Written by
Allison Gasparini, Princeton Language and Intelligence
May 24, 2024

On May 2, the Princeton Language and Intelligence (PLI) initiative held a spring symposium, highlighting the groundbreaking projects of PLI Seed Grant recipients who have incorporated large language models into their research. 

At the initiative’s first symposium, held in November, Sanjeev Arora, Princeton’s Charles C. Fitzmorris Professor in Computer Science and Director of PLI, emphasized, “The goal today is to showcase how researchers are using or plan to use large AI models to further their research.” The PLI symposium is one way the initiative shows its dedication to promoting interdisciplinary collaboration and enhancing a broader community understanding of AI. 

LLMs across disciplines 

For the symposium, seven faculty members presented 5-minute lightning talks on the ways LLMs are informing or aiding their research. 

From the Department of Anthropology and the Princeton Writing Program, lecturer Andrea DiGiorgio is using machine learning methods to understand the impacts of social media on wildlife conservation efforts. Well-meaning wildlife research, conservation, and rescue groups might post cute videos of themselves interacting with endangered animals to social media channels, but a previous scientific study found that these types of images may inspire conservation-negative thinking – such as increasing a viewer’s desire to own such an animal as a pet. “My research investigates the potential pitfalls of conservation social media in an attempt to understand how we can craft the most productive and positive marketing,” said DiGiorgio. 

Using a small language processing model, DiGiorgio and colleagues analyzed the comments on videos posted of rescued orangutans. While videos of baby orangutans and orangutans interacting with humans got the most views, they garnered more conservation-negative comments. This summer, DiGiorgio is planning to run wildlife social media posts and their corresponding comments through an AI model to further analyze the association between images and the comments they inspire. With her findings she hopes to “make recommendations to wildlife and conservation agencies and researchers about how they can create social media that doesn’t inadvertently garner these counterproductive viewer responses.” 

Christine Fellbaum, lecturer with the rank of professor in the Council of the Humanities, the Program in Linguistics, Freshman Seminars, and Computer Science is looking to create better representation of African languages in LLM and Natural Language Processing research. Of the 7,000 languages spoken in the world, 2,000 are spoken in Africa. In comparison, African languages are far underrepresented in available pre-training datasets. “Our objective is to create a quality dataset with theoretically sound and consistent syntactic human annotations for 11 typologically diverse African languages,” said Fellbaum.

Fellbaum’s collaborator Happy Buzaaba, a postdoctoral researcher in the Center for Digital Humanities, further said the research team plans to annotate 1500 sentences per language for the dataset. “We anticipate this [dataset] to facilitate NLP research, language technology, artificial intelligence, and large language models for underrepresented languages,” said Fellbaum. 

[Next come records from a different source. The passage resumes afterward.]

PR #25606, opened 2020-06-15
GraphPanel: Fix annotations overflowing panels

### LINKED ISSUE #24898: annotation region overlay and hover card overflow graph bounds
annotation-bug

**What happened**:

1. annotation region overlay overflows graph + panel
2. annotation hover card will also overflow

1. annotation region overflow is clipped to graph bounds
2. annotation hover card is fit to graph bounds

1. add graph panel
1. add annotation
2. brush to zoom on leading edge of annotation event overlay

- only able to reproduce with leading edge of annotation region overlay

**Environment**:
- Grafana version: 7.0
- Data source type & version: random walk
- OS Grafana is installed on: macOS catalina
- User OS & Browser: macOS catalina, Chrome 83 & Firefox 76
- Grafana plugins: -
- Others: -

hshoff:

- fixes annotation region overlay and hover card overflow graph bounds (#24898)
- adds region marker whenever annotation overlaps visible time range

Before [flot-events](https://github.com/mojoaxel/flot-events) was always rendering region markers and lines without respecting the visible range. It also would only render region markers if the annotation start was within the visible range, this would hide the marker/edit popover whenever the leading edge of the region was hidden. This PR fixes this by:
- clamping annotation overlays to graph bounds
- rendering region markers for any part of the the annotation overlay in the visible range (within, overlap, leading, trailing)
- skip rendering region lines if they are not within visible range

before
before

after
after

Fixes #24898

This further forks the `flot-events` vendor flot plugin. Since it appears it was already forked for Grafana (TypeScript, createAnnotationTooltip, createEditPopover), I assumed this was ok.

### DIFF
--- a/public/app/plugins/panel/graph/jquery.flot.events.ts
+++ b/public/app/plugins/panel/graph/jquery.flot.events.ts
@@ -287,8 +287,11 @@ export class EventMarkers {
     // var o = this._plot.getPlotOffset();
 
     $.each(this._events, (index, event) => {
+      const options = event.getOptions();
+      const insidePlot = this._insidePlot(options.min) || this._insidePlot(options.timeEnd);
+      const overlapPlot = this._overlapPlot(options.min, options.timeEnd);
       // check event is inside the graph range
-      if (this._insidePlot(event.getOptions().min) && !event.isHidden()) {
+      if ((insidePlot || overlapPlot) && !event.isHidden()) {
         event.visual().draw();
       } else {
         event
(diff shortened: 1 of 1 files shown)


tskarhed:
I'm having some issue creating a new annotation here. Can you confirm this is also happening for you?
Peek 2020-06-16 08-47

hshoff:
Good catch. Fixed. 

```diff
- const [[xmin, xmax]] = [o.left, o.left + this._plot.width()];
+ const [xmin, xmax] = [o.left, o.left + this._plot.width()];
```

tskarhed (approved):
It looks good to me! Thanks for the contribution! :smiley: :partying_face:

Associate Professor of Politics and Public Affairs, Princeton School of Public and International Affairs Jonathan Mummolo said he’s been looking at police body camera footage as a data source for understanding civilian-police interactions. “A broader theme in my work is focused on how to make valid statistical inferences about police-civilian interactions given that most of the data sources that we’ve used in the study of policing are incomplete or distorted in some way,” said Mummolo. 

For his research, Mummolo and colleagues are using a combination of human annotations and OpenAI system GPT-4V to develop an open source model to summarize the contents of this footage. "Until now, we have basically had to rely on self reports from officers to study these situations," Mummolo said. "If successful, this system would have widespread applications for both police oversight and academic research on police behavior." 

Other talks during the symposium included from faculty in the Departments of Environmental and Civil Engineering, Molecular Biology, Operations Research and Financial Engineering, and more. The presentations are available to view as videos on the PLI website now. 

Following the lightning talks, participants enjoyed a reception and a poster session which featured graduate students and postdoctoral researchers whose work involves the use of LLMs. PLI Seed Grants, awarded annually, are designed to promote the integration of large AI models in research activities. A call for 2024-25 proposals will be announced in the fall.